◆ **Activity**
Across the whole listing, filter for the string "Looks" and copy every line that has it.

----- Task input -----

PR #4675, opened 2022-09-20
`A::merge`: support multiple arrays

distantnative:
### Enhancement
- `A::merge($array1, $array2, $array3, A::MERGE_APPEND)` now supports to merge more then 2 arrays

## Ready?

### For review team

- [X] ~~Add to [website docs release checklist](https://github.com/getkirby/getkirby.com/pulls) (if needed)~~

### DIFF
--- a/src/Toolkit/A.php
+++ b/src/Toolkit/A.php
@@ -156,47 +156,65 @@ class A
 	/**
 	 * Merges arrays recursively
 	 *
-	 * @param int $mode Behavior for elements with numeric keys;
-	 *                  A::MERGE_APPEND:    elements are appended, keys are reset;
-	 *                  A::MERGE_OVERWRITE: elements are overwritten, keys are preserved
-	 *                  A::MERGE_REPLACE:   non-associative arrays are completely replaced
+	 * If last argument is an integer, it defines the
+	 * behavior for elements with numeric keys;
+	 * - A::MERGE_OVERWRITE:  elements are overwritten, keys are preserved
+	 * - A::MERGE_APPEND:     elements are appended, keys are reset;
+	 * - A::MERGE_REPLACE:    non-associative arrays are completely replaced
 	 */
-	public static function merge(array $array1, array $array2, int $mode = A::MERGE_APPEND): array
+	public static function merge(array|int ...$arrays): array
 	{
-		$merged = $array1;
+		// get mode from parameters
+		$last = A::last($arrays);
+		$mode = is_int($last) ? array_pop($arrays) : A::MERGE_APPEND;
+
+		// get the first two arrays that should be merged
+		$merged = array_shift($arrays);
+		$join   = array_shift($arrays);
 
 		if (
-			static::isAssociative($array1) === false &&
+			static::isAssociative($merged) === false &&
 			$mode === static::MERGE_REPLACE
 		) {
-			return $array2;
-		}
+			$merged = $join;
+		} else {
+			foreach ($join as $key => $value) {
+				// append to the merged array, don't overwrite numeric keys
+				if (
+					is_int($key) === true &&
+					$mode === static::MERGE_APPEND
+				) {
+					$merged[] = $value;
 
-		foreach ($array2 as $key => $value) {
-			// append to the merged array, don't overwrite numeric keys
-			if (is_int($key) === true && $mode === static::MERGE_APPEND) {
-				$merged[] = $value;
+				// recursively merge the two array values
+				} elseif (
+					is_array($value) === true &&
+					isset($merged[$key]) === true &&
+					is_array($merged[$key]) === true
+				) {
+					$merged[$key] = static::merge($merged[$key], $value, $mode);
 
-			// recursively merge the two array values
-			} elseif (
-				is_array($value) === true &&
-				isset($merged[$key]) === true &&
-				is_array($merged[$key]) === true
-			) {
-				$merged[$key] = static::merge($merged[$key], $value, $mode);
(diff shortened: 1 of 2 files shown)


src/Toolkit/A.php
```diff
@@ -156,47 +156,65 @@ public static function join(array|string $value, string $separator = ', '): stri
...
+	 * - A::MERGE_REPLACE:    non-associative arrays are completely replaced
 	 */
-	public static function merge(array $array1, array $array2, int $mode = A::MERGE_APPEND): array
+	public static function merge(array|int ...$arrays): array
 	{
-		$merged = $array1;
+		// get mode from parameters
+		$last = A::last($arrays);
+		$mode = is_int($last) ? array_pop($arrays) : A::MERGE_APPEND;
+
```
lukasbestle, line 170: Because the method now accepts `array|int`, IMO we should ensure that `$arrays` only contains arrays at this point, otherwise the following code will break.

lukasbestle (commented):
Have you tested the performance with large arrays? `array_shift()` and `array_unshift()` are both quite expensive operations because they have to move the whole data in memory back and forth.

src/Toolkit/A.php
distantnative: Won't this be rather expensive for all the regular use cases just to throw an exception for the case when the code would break anyways?

lukasbestle: If we don't check, the method will break in unexpected ways and the resulting PHP warnings will be rather opaque.

lukasbestle:
@distantnative What about this question?

> Have you tested the performance with large arrays? `array_shift()` and `array_unshift()` are both quite expensive operations because they have to move the whole data in memory back and forth.

distantnative:
We don't have any functional performance testing set up, so no.

src/Toolkit/A.php
distantnative: Still, I don't think such a performance-heavy check is warranted for the rare cases where someone passes two integers to an array method. I'd accept it to break in rather opaque ways in those rare cases instead of slowing down 99.9% of the cases.

lukasbestle:
To be honest I'm much more worried about the 99.99% case of just passing two arrays to this method if we talk about performance. `array_splice()` and `array_unsplice()` could really be slow, but we'd have to test this. We could still test this right now with a simple loop and `microtime(true)`. What's important is that the input arrays need to be rather large and nested.

distantnative:
I'm not good at this - would this be reasonable code for testing?

```php
protected function getArray(): array
{
	$array = [];

	foreach (range(0, rand(10, 100)) as $one) {
		$subarray = [];

		foreach (range(0, rand(25, 75)) as $two) {
			$subsubarray = [];

			foreach (range(0, rand(25, 50)) as $three) {
				$subsubarray[] = range(50, 100);
			}

			$subarray[] = $subsubarray;
		}

		$array[] = $subarray;
	}

	return $array;
}

public function testAPerformance()
{
		$array1 = $this->getArray();
		$array2 = $this->getArray();

		$start = microtime(true);
		A::merge($array1, $array2);
		$end = microtime(true);
		var_dump($end - $start);
}
```

lukasbestle:
Looks good in general I'd say. But I'd also add some associative arrays and longer string values into the mix.

distantnative:
My modified array generator:

```php
protected function getArray(): array
{
	$array = [];

	foreach (range(0, rand(10, 100)) as $one) {
		$subarray = [];

		foreach (range(0, rand(25, 75)) as $two) {
			$subsubarray = [];

			foreach (range(0, rand(25, 50)) as $three) {
				$subsubarray[Str::random(10)] = Str::random(25);
			}

			$subarray[Str::random(15)] = $subsubarray;
		}

		$array[] = $subarray;
	}

	return $array;
}
```

## Results
### `develop`
0.00037407875061035156
0.0003819465637207031
0.0004010200500488281
0.0005331039428710938
0.00042510032653808594
0.0004038810729980469
0.0004420280456542969
0.0004417896270751953
0.00039505958557128906
0.0004391670227050781

### This PR
0.00036978721618652344
0.00048089027404785156
0.00042700767517089844
0.0004279613494873047
0.00045108795166015625
0.00038504600524902344
0.0004589557647705078
0.00039505958557128906
0.0005130767822265625
0.00040912628173828125


I don't think based on this test that there is any indication for worse performance through this PR.

tests/Toolkit/ATest.php
```diff
@@ -209,36 +209,140 @@ public function testMapWithClassMethod()
...
+		$b        = [1 => 'c', 3 => 'd', 5 => 'a'];
+
+		// A::MERGE_APPEND
+		$expected = ['a', 'b', 'c', 'd', 'a'];
+		$result   = A::merge($a, $b);
+		$this->assertSame($expected, $result);
+		$result   = A::merge($a, $b);
+		$this->assertSame($expected, $result, true);
+		$result   = A::merge($a, $b);
+		$this->assertSame($expected, $result, A::MERGE_APPEND);
```
lukasbestle: I think the last argument was supposed to be passed to `A::merge()`, not the assertion, right?

lukasbestle (commented):
Looks great! 💛
I think with these numbers we can merge the change with confidence. Looks like the PHP devs came a long way with performance optimization of the array functions.

tests/Toolkit/ATest.php
bastianallgeier: I just fixed it.

bastianallgeier (approved):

-----

◆ **Your response**
Looks good in general I'd say. But I'd also add some associative arrays and longer string values into the mix.
Looks great! 💛
I think with these numbers we can merge the change with confidence. Looks like the PHP devs came a long way with performance optimization of the array functions.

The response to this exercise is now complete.